When Trisha’s parents had built this house, nestled into five acres of gorgeous redwood forests, her grandmother had called it “the Anchorage.” The name had been a tribute to her oldest son who had been a naval officer and the twenty-second maharaja before he died in the plane crash that had altered the family’s destiny. Only the family ever called their home by the name Aji had given it. To everyone else it was just a number on a private street. The way the rest of California did it.
Trisha pulled to a stop under the white-columned porte cochere. A caravan of parked cars signaled that the dinner was in full swing inside, underscoring the fact that she was late.
Because, yes, she was late. She hadn’t meant to be. Not on the day when she had recklessly decided to unfreeze herself out of banishment. Not when Nisha had probably taken the time out of her crazy day to prep their parents and Yash so this would be as easy as possible on Trisha.
Trisha hated not knowing how to handle things.

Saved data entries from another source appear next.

Issue #1341, opened 2020-10-23
schema should allow for mixin configuration


carolynvs:
## Describe the bug
When I declare a mixin and define configuration for it, VS Code decides that it is invalid.

![Screen Shot 2020-10-23 at 10 33 43 AM](https://user-images.githubusercontent.com/1368985/97023637-69e75280-151b-11eb-91b8-f9fc7986b135.png)

## To Reproduce

1. Create a porter.yaml
2. Declare a mixin with configuration:
    ```yaml
    mixins:
      - kubernetes:
          clientVersion: v1.15.5
    ```
3. Open it in VS Code and note the dreaded red squiggles

## Expected behavior
Ideally autocomplete for the mixin config (not supported yet). Otherwise it should at least not complain.

## Version
```
$ porter version
porter v0.29.1 (2e0f3648)
```

carolynvs:
The schema command supported by mixins needs to return the schema for configuration as well as actions.

carolynvs:
Let's do progressive enhancement on this. If the mixin doesn't support returning it's configuration schema, then we allow any properties underneath and the mixin can be a string or an object while child properties. Otherwise inject the config schema into the final schema.

PR #1649, opened 2021-06-21
feat(*): support mixin config schema

vdice:
# What does this change

* Adds support for mixin config schema
  * If a mixin already declares config schema, we validate it and inject it into Porter's schema
  * If a mixin does not declare config schema, we inject a default, which allows:
    * a config-less mixin declaration, e.g.
    ```
      mixins:
        - mymixin
     ```
    * arbitrary config for the mixin (useful for when the mixin has yet to define its own schema but does already support additional configuration), e.g.
    ```
      mixins:
        - mymixin:
            arbitraryConfig: true
    ```

See also a PR for the first non-`exec` mixin to declare its configuration: https://github.com/getporter/kubernetes-mixin/pull/32

Follow-ups: If/when this all ends up looking good, we can create issues in the rest of the mixin repos in this org to define their config schema.

# What issue does it fix
Closes https://github.com/getporter/porter/issues/1341

# Notes for the reviewer

# Checklist
- [x] Unit Tests
- [ ] Documentation
- [ ] Schema (porter.yaml)

### DIFF
--- a/pkg/porter/schema.go
+++ b/pkg/porter/schema.go
@@ -77,14 +77,26 @@ func (p *Porter) injectMixinSchemas(manifestSchema jsonSchema) (jsonSchema, erro
 		return nil, errors.Errorf("root porter manifest schema has invalid properties.mixins type, expected map[string]interface{} but got %T", propertiesSchema["mixins"])
 	}
 
-	mixinItemSchema, ok := mixinSchema["items"].(jsonSchema)
+	mixinItemsSchema, ok := mixinSchema["items"].(jsonSchema)
 	if !ok {
 		return nil, errors.Errorf("root porter manifest schema has invalid properties.mixins.items type, expected map[string]interface{} but got %T", mixinSchema["items"])
 	}
 
-	mixinEnumSchema, ok := mixinItemSchema["enum"].([]interface{})
+	mixinItemsAnyOfSchema, ok := mixinItemsSchema["anyOf"].([]interface{})
 	if !ok {
-		return nil, errors.Errorf("root porter manifest schema has invalid properties.mixins.items.enum type, expected []interface{} but got %T", mixinItemSchema["enum"])
+		return nil, errors.Errorf("root porter manifest schema has invalid properties.mixins.items.anyOf type, expected []interface{} but got %T", mixinItemsSchema["anyOf"])
+	}
+
+	// Build enum schema to add to mixinItemsAnyOfSchema, for populating config-less mixin item options
+	mixinEnumsSchemaStr := `{"enum":[]}`
+	mixinEnumsSchema := make(jsonSchema)
+	err := json.Unmarshal([]byte(mixinEnumsSchemaStr), &mixinEnumsSchema)
+	if err != nil && p.Debug {
+		fmt.Fprintln(p.Err, errors.Wrapf(err, "could not unmarshal mixin enums schema %q", mixinEnumsSchemaStr))
+	}
+	mixinEnumsSchemaEntries, ok := mixinEnumsSchema["enum"].([]interface{})
+	if !ok {
+		return nil, errors.Errorf("error casting mixin enums array type, expected []interface{} but got %T", mixinEnumsSchema["enum"])
 	}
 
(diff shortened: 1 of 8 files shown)


pkg/porter/schema.go
```diff
@@ -115,32 +115,65 @@ func (p *Porter) injectMixinSchemas(manifestSchema jsonSchema) (jsonSchema, erro
...
+		}
+
+		// embed the entire mixin schema in the root after allowing for default config additions
 		manifestSchema["mixin."+mixin] = mixinSchemaMap
 
 		for _, action := range coreActions {
 			actionItemSchema, ok := actionSchemas[action]["items"].(jsonSchema)
-			if err != nil && p.Debug {
-				fmt.Fprintln(p.Err, errors.Errorf("root porter manifest schema has invalid properties.%s.items type, expected map[string]interface{} but got %T", action, actionSchemas[string(action)]["items"]))
+			if !ok && p.Debug {
```
carolynvs, line 168: oops

carolynvs (changes requested):
Seems like whatever information that we are returning in the anyOf isn't enough for VS Code to provide proper autocomplete?

Screen Shot 2021-06-21 at 4 22 13 PM

vdice:
Oh, shoot, I didn't think about the VS Code autocompletion for available mixin names themselves.  I was hoping to find an example where we do so, but it looks like the actions also have similar behavior.  Must be with our use of `items`... 

Screen Shot 2021-06-21 at 3 43 41 PM

carolynvs:
Just throwing out guesses but maybe if we set title or description it will use it for display?

vdice:
> Just throwing out guesses but maybe if we set title or description it will use it for display?

Great idea!  Have yet to find the winner from title, description, $id, but I'll keep tryin'!

vdice:
Ok, so I still have yet to crack the nut on how to add identifiers/names to the vs code auto-complete for json schema arrays.  Would you be amenable to tackling this in a follow-up issue, as it affects/is relevant to other sections of the manifest (actions, etc.)?

I've updated the PR with changes to help the VS Code UX on auto-complete.  We add the enum list of mixin strings and place this first in the `anyOf` schema array for mixins, so that it offers a helpful prompt from the get-go.  Then, when users enter a mixin and continue to add optional configuration, the corresponding mixin config schema will be used for validation.  WDYT?


Screen Shot 2021-06-22 at 11 30 52 AM

Screen Shot 2021-06-22 at 11 31 06 AM

Screen Shot 2021-06-22 at 11 31 22 AM

Screen Shot 2021-06-22 at 12 05 02 PM

carolynvs:
I actually still see the same funky array drop down even with the latest changes, though if I start typing a mixin, like `exTAB` I'll get `exec`.

I'm not in a hurry to get this in, the entire point is to make VS Code not be weird. So since this PR doesn't yet get us all the way there, maybe let's work with @itowlson to figure out what we need to do to make autocomplete work the way we'd like before merging anything.

vdice:
Ah, I misunderstood the original issue.  It stated `When I declare a mixin and define configuration for it, VS Code decides that it is invalid.`  So, I focused and fixed that issue, i.e., VS Code now supports mixin configuration to be defined (it will still yell 'invalid' when it actually is invalid -- but now we actually check the mixin config schema).

I'll move this to Draft and revisit when cycles allow, since we aren't in a time crunch.

carolynvs:
Sorry it wasn't clear! Yes, the issue is all driven by the desire for someone to be able to write a porter.yaml file with VS Code or another editor helping with autocomplete. They won't need to rely on our docs and examples as much and should be able to discover what's available and write manifests more confidently and quickly.

itowlson:
@vdice Carolyn asked me if I could provide any advice on this.  Can you post an example of the schema for `mixins`?  I can't quite work it out from the PR itself I'm afraid.  That will help clarify whether the issue lies with the schema or with VS Code/RH YAML's handling of the schema.

carolynvs:
I restarted with Vaughn's changes and through the power of time, trial and error, got VS code to mostly do what I wanted. Closing in favor of #2290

Why couldn’t everything be like surgery? She had just excised an adenoma on a thirteen-year-old’s pituitary gland and known exactly what to do. Sure, the surgery had taken two hours longer than expected, and made her late, but a thirteen-year-old girl was going to get her life back. And sure, Trisha could have let another attending surgeon pick up the emergency surgery, but it had been the exact kind of procedure she loved. Complicated. The tumor had gone rogue and grown talons into brain tissue. Trisha had needed the sweet satisfaction of snuffing out every bit of that baby after her unexpected bout of bravado with her sister.
As if facing HRH and Yash weren’t scary enough, the idea of socializing with people she barely knew made Trisha want to gnaw her limbs off. Maybe she should turn around and go back to her condo.
She groaned the kind of groan one can only groan in the privacy of one’s car, loud and pathetic, and looked up at the bright white stucco facade, the marble columns, the black plantation shutters with Japanese roses and jasmine spilling from window boxes, and focused on the click of belonging that only ever happened here, in this place that mapped her life, this place where the memories of her at every age would always live.